__PROVIDED DATA__.
_____

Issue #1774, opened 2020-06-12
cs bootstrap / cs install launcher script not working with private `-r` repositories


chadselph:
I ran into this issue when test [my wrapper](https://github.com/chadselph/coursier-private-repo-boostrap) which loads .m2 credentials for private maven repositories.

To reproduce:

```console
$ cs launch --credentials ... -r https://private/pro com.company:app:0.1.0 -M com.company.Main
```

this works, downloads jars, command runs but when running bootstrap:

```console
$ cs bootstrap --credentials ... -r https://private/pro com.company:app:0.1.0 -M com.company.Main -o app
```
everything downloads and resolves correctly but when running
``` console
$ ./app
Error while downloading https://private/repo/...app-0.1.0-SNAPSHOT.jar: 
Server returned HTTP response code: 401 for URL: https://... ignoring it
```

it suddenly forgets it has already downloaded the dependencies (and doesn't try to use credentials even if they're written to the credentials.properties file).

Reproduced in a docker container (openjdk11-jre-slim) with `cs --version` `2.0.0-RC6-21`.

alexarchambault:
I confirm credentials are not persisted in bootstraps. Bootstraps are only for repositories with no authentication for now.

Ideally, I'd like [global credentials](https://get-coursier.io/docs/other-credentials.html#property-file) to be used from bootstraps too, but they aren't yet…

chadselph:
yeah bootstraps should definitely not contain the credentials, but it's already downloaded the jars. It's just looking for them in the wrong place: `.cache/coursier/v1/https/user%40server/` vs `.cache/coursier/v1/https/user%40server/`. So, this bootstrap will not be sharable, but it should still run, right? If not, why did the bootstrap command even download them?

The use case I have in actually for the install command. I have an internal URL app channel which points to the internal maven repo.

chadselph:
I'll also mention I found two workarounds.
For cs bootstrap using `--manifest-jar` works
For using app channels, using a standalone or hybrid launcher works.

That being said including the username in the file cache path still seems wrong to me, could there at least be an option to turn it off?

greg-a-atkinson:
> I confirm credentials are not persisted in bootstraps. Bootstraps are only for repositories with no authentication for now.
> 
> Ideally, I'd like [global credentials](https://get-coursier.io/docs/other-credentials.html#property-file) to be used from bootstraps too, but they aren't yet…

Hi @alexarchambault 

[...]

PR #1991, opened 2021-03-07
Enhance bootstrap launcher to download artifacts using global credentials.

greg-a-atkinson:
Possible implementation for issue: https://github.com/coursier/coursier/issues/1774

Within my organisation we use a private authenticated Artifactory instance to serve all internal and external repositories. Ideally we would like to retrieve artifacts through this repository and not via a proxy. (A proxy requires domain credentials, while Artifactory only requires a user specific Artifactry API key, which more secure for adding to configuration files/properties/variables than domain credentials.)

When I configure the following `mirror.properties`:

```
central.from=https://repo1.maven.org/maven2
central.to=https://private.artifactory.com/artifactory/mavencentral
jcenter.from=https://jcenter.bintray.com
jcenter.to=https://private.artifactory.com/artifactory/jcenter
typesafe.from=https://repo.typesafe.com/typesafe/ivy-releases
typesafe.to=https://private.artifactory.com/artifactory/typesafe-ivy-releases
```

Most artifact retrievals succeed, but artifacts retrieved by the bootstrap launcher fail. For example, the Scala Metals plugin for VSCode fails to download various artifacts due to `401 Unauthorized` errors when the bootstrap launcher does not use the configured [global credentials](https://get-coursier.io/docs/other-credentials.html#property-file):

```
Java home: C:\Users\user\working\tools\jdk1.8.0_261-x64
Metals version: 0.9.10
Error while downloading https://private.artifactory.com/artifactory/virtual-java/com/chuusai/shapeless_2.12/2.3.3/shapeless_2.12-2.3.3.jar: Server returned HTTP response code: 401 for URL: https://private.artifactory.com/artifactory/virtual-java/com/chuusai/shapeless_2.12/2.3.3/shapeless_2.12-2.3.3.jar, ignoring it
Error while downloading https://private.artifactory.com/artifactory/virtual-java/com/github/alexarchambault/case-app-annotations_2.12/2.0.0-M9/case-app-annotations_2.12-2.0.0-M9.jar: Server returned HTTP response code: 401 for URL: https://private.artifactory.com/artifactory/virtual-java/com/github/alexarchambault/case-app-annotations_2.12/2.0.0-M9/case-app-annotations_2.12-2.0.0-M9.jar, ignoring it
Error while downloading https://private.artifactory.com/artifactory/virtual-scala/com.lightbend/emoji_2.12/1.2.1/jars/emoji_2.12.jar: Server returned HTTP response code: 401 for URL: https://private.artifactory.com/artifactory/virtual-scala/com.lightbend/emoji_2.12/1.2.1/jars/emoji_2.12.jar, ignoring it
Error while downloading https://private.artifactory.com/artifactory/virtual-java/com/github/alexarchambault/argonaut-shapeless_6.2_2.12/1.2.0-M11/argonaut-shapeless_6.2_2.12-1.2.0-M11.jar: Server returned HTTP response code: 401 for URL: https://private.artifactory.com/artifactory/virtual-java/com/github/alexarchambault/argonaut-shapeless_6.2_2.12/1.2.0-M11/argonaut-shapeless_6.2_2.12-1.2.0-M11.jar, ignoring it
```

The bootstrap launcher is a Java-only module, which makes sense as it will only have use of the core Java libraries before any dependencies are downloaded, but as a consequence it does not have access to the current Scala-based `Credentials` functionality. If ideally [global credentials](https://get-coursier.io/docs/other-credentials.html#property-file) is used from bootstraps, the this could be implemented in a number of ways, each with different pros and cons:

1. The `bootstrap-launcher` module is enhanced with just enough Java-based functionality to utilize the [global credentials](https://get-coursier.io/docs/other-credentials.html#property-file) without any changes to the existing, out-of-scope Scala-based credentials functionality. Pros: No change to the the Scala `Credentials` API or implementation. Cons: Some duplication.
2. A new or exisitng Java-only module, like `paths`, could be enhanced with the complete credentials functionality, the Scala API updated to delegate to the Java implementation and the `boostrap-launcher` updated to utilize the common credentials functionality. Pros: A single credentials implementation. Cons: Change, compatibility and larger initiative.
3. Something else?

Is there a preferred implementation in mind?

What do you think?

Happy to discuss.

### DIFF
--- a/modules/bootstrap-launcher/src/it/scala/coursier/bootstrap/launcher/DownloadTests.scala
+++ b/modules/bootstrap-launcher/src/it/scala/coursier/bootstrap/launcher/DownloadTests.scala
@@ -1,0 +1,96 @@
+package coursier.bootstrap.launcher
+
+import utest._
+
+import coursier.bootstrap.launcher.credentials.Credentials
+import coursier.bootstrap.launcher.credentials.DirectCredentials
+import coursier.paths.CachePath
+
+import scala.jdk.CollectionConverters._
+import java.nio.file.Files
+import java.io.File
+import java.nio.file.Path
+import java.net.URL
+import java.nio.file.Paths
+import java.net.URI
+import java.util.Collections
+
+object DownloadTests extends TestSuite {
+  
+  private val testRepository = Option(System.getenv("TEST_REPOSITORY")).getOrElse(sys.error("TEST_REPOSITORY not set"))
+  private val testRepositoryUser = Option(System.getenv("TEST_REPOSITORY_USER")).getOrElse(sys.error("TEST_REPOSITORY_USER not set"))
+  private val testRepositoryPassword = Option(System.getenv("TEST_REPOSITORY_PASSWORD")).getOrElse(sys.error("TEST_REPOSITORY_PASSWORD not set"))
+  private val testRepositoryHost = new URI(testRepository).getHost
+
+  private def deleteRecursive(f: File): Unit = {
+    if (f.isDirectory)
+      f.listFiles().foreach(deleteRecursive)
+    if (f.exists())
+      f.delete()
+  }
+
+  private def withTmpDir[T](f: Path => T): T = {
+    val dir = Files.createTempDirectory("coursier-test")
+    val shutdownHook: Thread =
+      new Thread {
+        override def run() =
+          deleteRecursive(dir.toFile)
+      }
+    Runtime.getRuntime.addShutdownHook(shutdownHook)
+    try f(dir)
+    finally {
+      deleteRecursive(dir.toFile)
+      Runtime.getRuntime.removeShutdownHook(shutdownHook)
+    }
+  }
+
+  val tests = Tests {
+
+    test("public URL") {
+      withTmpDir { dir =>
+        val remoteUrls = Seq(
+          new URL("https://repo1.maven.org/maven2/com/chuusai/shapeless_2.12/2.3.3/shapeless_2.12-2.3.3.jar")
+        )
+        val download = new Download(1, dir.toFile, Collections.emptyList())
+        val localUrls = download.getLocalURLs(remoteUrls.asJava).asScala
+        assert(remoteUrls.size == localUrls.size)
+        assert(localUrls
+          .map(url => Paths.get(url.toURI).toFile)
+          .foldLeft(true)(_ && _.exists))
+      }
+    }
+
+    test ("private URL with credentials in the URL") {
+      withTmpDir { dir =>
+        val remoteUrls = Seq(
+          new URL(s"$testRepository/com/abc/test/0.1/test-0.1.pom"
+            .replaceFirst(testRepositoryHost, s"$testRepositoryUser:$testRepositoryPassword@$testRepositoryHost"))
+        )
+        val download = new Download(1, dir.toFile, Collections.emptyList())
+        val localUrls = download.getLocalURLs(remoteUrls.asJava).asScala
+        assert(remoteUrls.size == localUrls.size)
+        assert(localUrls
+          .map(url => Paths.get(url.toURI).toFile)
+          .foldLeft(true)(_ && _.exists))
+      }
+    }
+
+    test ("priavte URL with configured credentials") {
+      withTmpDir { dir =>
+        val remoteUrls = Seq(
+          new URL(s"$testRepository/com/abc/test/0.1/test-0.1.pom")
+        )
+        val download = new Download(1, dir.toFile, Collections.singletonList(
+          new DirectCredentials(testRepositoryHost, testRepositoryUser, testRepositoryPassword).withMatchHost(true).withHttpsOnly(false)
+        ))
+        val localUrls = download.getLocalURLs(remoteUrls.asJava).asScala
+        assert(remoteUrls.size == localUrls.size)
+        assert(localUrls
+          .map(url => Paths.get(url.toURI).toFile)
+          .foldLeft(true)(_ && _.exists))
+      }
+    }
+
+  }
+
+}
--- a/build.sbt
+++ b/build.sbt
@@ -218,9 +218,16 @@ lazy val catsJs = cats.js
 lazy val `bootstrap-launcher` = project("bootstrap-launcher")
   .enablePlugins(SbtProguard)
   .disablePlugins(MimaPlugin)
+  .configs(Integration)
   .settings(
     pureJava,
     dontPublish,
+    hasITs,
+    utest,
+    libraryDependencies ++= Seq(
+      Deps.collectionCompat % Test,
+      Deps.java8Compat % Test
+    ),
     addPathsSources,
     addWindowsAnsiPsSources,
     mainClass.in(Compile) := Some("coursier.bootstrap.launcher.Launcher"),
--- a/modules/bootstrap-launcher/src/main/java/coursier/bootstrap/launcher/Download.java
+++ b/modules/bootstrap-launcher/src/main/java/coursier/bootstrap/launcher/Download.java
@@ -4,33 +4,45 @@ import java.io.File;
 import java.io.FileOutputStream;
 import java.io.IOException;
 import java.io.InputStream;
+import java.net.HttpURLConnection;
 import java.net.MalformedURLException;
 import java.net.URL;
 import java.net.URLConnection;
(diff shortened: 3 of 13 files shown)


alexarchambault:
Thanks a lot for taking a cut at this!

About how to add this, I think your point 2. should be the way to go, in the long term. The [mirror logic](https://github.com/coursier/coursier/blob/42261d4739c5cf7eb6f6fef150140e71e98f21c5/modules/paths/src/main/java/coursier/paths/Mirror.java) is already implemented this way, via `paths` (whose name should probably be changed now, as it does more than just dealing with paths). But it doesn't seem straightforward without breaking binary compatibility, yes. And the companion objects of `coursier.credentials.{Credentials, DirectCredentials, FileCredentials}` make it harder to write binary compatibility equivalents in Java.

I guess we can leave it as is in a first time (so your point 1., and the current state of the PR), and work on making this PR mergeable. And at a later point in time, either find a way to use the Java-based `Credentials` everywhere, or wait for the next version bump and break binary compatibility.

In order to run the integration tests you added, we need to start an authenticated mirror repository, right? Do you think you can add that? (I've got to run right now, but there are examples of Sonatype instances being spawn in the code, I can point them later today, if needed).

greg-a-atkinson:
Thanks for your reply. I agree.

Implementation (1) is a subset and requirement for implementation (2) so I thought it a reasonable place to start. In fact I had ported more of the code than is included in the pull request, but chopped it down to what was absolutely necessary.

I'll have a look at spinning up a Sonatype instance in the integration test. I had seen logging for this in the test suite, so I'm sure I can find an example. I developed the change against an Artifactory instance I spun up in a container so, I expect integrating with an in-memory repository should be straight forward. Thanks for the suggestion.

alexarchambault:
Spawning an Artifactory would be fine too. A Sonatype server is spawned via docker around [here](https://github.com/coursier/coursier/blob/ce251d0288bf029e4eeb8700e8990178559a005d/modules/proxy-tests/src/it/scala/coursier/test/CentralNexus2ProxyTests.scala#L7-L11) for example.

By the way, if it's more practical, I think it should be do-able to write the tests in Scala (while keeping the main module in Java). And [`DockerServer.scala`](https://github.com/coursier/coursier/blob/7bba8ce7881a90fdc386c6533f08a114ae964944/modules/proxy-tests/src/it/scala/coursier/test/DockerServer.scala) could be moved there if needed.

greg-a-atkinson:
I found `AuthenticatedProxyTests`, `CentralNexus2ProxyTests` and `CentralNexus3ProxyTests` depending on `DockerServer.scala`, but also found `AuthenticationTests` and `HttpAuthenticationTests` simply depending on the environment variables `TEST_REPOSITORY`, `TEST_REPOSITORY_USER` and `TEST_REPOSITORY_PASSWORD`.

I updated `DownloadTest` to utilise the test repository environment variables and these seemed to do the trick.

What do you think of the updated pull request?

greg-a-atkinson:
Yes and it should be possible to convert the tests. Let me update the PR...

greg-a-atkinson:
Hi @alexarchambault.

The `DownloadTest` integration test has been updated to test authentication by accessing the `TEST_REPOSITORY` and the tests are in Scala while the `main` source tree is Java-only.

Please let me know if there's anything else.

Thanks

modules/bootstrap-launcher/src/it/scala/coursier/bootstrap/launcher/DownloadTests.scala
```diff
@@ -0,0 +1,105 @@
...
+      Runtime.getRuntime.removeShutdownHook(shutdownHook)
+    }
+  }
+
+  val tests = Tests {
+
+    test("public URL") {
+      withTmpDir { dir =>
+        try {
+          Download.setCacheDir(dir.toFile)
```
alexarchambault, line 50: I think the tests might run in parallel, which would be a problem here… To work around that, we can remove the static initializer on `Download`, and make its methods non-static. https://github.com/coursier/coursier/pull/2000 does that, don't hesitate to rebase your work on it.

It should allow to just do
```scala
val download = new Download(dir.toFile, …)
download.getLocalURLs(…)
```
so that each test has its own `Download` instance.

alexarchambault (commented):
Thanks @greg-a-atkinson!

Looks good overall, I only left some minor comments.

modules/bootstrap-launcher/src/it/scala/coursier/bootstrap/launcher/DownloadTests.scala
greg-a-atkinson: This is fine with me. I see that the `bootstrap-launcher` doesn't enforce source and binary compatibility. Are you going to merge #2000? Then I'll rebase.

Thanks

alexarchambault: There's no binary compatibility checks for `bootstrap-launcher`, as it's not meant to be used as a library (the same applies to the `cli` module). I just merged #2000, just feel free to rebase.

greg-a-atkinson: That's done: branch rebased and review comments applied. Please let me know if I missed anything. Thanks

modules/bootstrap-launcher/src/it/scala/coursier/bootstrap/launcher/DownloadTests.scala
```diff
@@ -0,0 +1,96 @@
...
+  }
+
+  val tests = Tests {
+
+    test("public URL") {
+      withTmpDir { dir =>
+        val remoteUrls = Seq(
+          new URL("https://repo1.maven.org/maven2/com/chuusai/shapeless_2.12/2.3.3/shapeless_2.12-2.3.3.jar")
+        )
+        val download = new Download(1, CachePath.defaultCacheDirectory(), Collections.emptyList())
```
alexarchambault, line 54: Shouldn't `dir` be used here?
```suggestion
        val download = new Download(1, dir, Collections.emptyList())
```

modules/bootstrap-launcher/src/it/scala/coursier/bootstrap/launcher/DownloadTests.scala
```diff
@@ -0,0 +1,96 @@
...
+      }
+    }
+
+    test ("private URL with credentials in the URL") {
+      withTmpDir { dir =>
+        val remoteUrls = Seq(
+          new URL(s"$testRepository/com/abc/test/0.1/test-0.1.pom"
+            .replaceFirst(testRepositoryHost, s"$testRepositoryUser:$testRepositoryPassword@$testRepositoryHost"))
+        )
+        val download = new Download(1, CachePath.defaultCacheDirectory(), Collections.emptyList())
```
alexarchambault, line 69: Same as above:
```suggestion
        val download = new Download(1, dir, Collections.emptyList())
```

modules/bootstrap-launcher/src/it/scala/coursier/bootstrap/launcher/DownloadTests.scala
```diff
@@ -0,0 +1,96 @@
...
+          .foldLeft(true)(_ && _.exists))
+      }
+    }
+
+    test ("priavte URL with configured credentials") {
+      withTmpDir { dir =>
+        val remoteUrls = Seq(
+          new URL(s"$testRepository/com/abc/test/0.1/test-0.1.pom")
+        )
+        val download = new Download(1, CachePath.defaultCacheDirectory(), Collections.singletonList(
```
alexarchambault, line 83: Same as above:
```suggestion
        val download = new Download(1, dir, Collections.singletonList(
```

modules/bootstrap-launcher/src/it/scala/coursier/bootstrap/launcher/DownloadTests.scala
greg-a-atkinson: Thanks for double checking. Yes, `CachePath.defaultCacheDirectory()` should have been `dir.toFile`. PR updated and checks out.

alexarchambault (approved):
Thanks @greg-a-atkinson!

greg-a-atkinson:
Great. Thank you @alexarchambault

_____

__THE TASK__.
Lines in the records that hold "deleteRecursive" should be tallied, with the total given on its own.

__ANSWER FOR THE TASK__.
4